Durbin Discusses Rise in Discrimination and Supporting Minority-Owned Businesses with Chinese American Service League
SPRINGFIELD – U.S. Senate Democratic Whip Dick Durbin (D-IL) today discussed the rise in discrimination and hate targeting Asian American and Pacific Islander (AAPI) individuals during the pandemic with representatives from the Chinese American Service League (CASL). Durbin also discussed his push to support minority-owned businesses – who are at greater risk of failing than white owned businesses – through the Paycheck Protection Program (PPP), and CASL’s community-based efforts to provide meals for seniors and expand access to COVID-19 vaccinations.
“This pandemic has been especially hard on Asian American communities, as we’ve seen an increase in harassment and discrimination against AAPI Americans. It is totally unacceptable,” Durbin said. “We need to combat these abhorrent instances of hate, including by making an extra effort to support Asian-American communities and minority-owned businesses in this crisis.
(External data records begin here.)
Issue #191, opened 2025-02-25
Add a scale bar


aganders3:
I'm not sure the best way to implement this right now. Drawing the line might be relatively easy, but adding text will be a bit more effort. We also need to make sure it makes sense in the context of the layers being shown. Thus, it's related to #83.

It's also possible we could do this (or just the text?) outside of the GL context in the component library.

edyoshikun:
It would be cool to dynamically generate this scalebar like in 
https://opencell.sf.czbiohub.org/target/1050

andy-sweet:
Requirements and technical design: https://docs.google.com/document/d/1yr9ul99CXgodVjxJhHMi60EUKx5-4gYnetxRhbMwCj0/

PR #293, opened 2025-06-27
Scale bar prototype

andy-sweet:
### Summary
This is a prototype for a simple approach (i.e. no new abstractions in Idetik other than a small addition to the public API) to drawing a scale bar in Idetik that allows style configuration. I used the React `OmeZarrImageViewer` component to drive this approach and ensure we have something useful there, given that will be the first real-world usage. But I also show how this can be used without React in one of the existing examples.

There a few things I don't like about this approach, but I think it might be the shortest path to something useful that make minimal additions to the Idetik public API.

This is a draft PR because this is prototype intended to be used a reference and should not be merged directly.

https://github.com/user-attachments/assets/efac476d-1161-4ab7-aeec-9298f30a2a84

### Related Issue
Related to #191


andy-sweet:
Closing this in favor of #297

PR #294, opened 2025-06-30
fix: Resize renderer on all <canvas> size changes

bchu1:


packages/core/test/webgl_renderer.test.ts
```diff
@@ -1,7 +1,17 @@
-import { expect, test } from "vitest";
+import { afterAll, beforeAll, expect, test, vi } from "vitest";
 
 import { WebGLRenderer } from "@";
 
+beforeAll(() => {
+  vi.stubGlobal(
```
andy-sweet: Which test fails and why without this stub? Some comment in the code to explain the need here would be ideal.

andy-sweet (changes requested):
Good catch on the need for ResizeObserver, but this causes significant flickering for me when resizing, which is not the case on main.

This is how the HCS example looks for me on this branch - warning if you are photosensitive!

https://github.com/user-attachments/assets/23d0cf38-b040-4aa1-aed2-2d7a1a651e00

Similar problem for all examples and the main React demo.

bchu1:
> Good catch on the need for ResizeObserver, but this causes significant flickering for me when resizing, which is not the case on main.
> 
> This is how the HCS example looks for me on this branch - warning if you are photosensitive!
> 
>  fix-resize.mp4 
> Similar problem for all examples and the main React demo.

This has been a pretty interesting rabbit hole 🐰 it works now (tested it in Chrome Firefox and Safari) though it's a bit sad that renderer.ts is incapable of "resizing itself". Basically when we set `canvas.width` and `canvas.height` it clears the `canvas`, so the only sure-fire way to prevent flickering is to render immediately after resizing.

I think this was only working sort of by accident before due to how the browser happens to order events and then RAF, but `ResizeObserver` callbacks are executed after RAF. I tried out wrapping the `ResizeObserver` callback in `setTimeout()` which actually worked to restore the previous order, but still produced some flickering in Firefox for whatever reason.

andy-sweet:
Sorry about the delay, I'll take another look at this later today.

packages/core/test/webgl_renderer.test.ts
```diff
@@ -1,7 +1,20 @@
-import { expect, test } from "vitest";
+import { afterAll, beforeAll, expect, test, vi } from "vitest";
 
 import { WebGLRenderer } from "@";
 
+beforeAll(() => {
+  // "Instantiate WebGLRenderer with no WebGL context" throws an unhandled error when Renderer's
```
andy-sweet: If I remove this and run all the tests, I do not get this failure. Maybe that's related to the recent changes? If so, maybe we can remove it here too.

Otherwise, I'd prefer to not have it be applied globally if it only applies to one test. Though point taken that we only have two tests here right now...

andy-sweet:
> This has been a pretty interesting rabbit hole 🐰 it works now (tested it in Chrome Firefox and Safari) though it's a bit sad that renderer.ts is incapable of "resizing itself".

Thanks for jumping down said hole and finding out!

I'd also prefer if renderer was capable of handling the resizes itself, but it's not a deal-breaker.

One somewhat simple idea I had was to push `Idetik.needsResize` into `Renderer`, in which case I think you could handle everything there. You might need to define the abstract `Renderer.render` to handle that resize (when needed) and then call the super method in any sub-classes, which I don't love so much.

If that doesn't work or seems unreasonable, I'm happy to approve this to fix those cases when we have canvas resizes without window resizes.

packages/core/test/webgl_renderer.test.ts
bchu1: Ah, yeah I don't need this anymore!

bchu1:
> > This has been a pretty interesting rabbit hole 🐰 it works now (tested it in Chrome Firefox and Safari) though it's a bit sad that renderer.ts is incapable of "resizing itself".
> 
> Thanks for jumping down said hole and finding out!
> 
> I'd also prefer if renderer was capable of handling the resizes itself, but it's not a deal-breaker.
> 
> One somewhat simple idea I had was to push `Idetik.needsResize` into `Renderer`, in which case I think you could handle everything there. You might need to define the abstract `Renderer.render` to handle that resize (when needed) and then call the super method in any sub-classes, which I don't love so much.
> 
> If that doesn't work or seems unreasonable, I'm happy to approve this to fix those cases when we have canvas resizes without window resizes.

I thought about this as well and felt that extra code complexity is better than laying a trap w.r.t requiring subclasses to call `super.render()` at a specific point

andy-sweet (approved):
Good enough reasoning for me!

There is a lot of work to do, but I’m grateful to have friends and partners at CASL to help me get things done.”
President Biden recently issued an executive action directing federal agencies to combat xenophobia against the AAPI community. Specifically, the President directed the Secretary of Health and Human Services, the Attorney General, and other executive departments and agencies to support efforts (1) advancing cultural competency, language access, and sensitivity toward AAPI Americans and (2) preventing discrimination, bullying, harassment, and hate crimes targeting the community.
The December COVID relief bill provided an additional $284 billion for PPP to provide first time and second draw loans. The bill included dedicated set-asides to help ensure that PPP reaches the smallest businesses and businesses underserved by traditional financial institutions. Since PPP reopened in January, more than 95,000 loans worth more than $6.7 billion have been approved in Illinois. Last year, more than 225,000 loans worth $23 billion were approved in Illinois.